Dostoevsky focuses almost entirely on one central idea, addiction, and uses his page time to attack this concept from a variety of angles and perspectives. Pretty much everyone in the story is addicted to something in some way or another, whether it be love, gambling, control, or some combination of them all.

We see Alexei first addicted to Polina, the General to status, Grandmama to gambling, de Blanche to status, Alexei to gambling — the list goes on and on. No stone is left unturned; the concept of addiction is thoroughly investigated and interrogated throughout the text.

“We lost the second friedrich d’or too; we put a third on. Grandmama could scarcely sit still, her burning eyes were absolutely pinned on the ball, bouncing over the ridges of the spinning wheel. We lost the third too. Grandmama was losing her temper, she could not sit still, she even struck her fist on the table when the croupier proclaimed ‘trente-six’ instead of the expected zero.” — Fyodor Dostoevsky, The Gambler

See what I mean? This, this right here, is the point of literature.

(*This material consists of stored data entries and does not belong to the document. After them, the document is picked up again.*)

PR #233, opened 2025-08-26
fix(uvc/example): Update camera_display example to IDFv6.0

tore-espressif:


.build-test-rules.yml
```diff
@@ -8,7 +8,7 @@ host/class:
 
 host/class/uvc/usb_host_uvc/examples/camera_display:
   enable:
-    - if: (IDF_VERSION_MAJOR >= 5 and IDF_VERSION_MINOR >= 3)
+    - if: (IDF_VERSION >= "5.3.0")
```
peter-marcisovsky, line 11:
```suggestion
    - if: IDF_VERSION >= 5.3
```

Works locally for me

I don’t think I’ve ever read a work that describes addiction in such a compelling and honest, yet subtle way. Dostoevsky has the unique ability to make the throes of such a violent disease beautiful.

He demonstrates the destructive, all-consuming nature of addiction without relying on the gore, chaos, and destruction that so many other writers, myself included at times, resort to. This isn’t to say that those other ways are bad, not at all, just that this book is unique and different and well worth a read.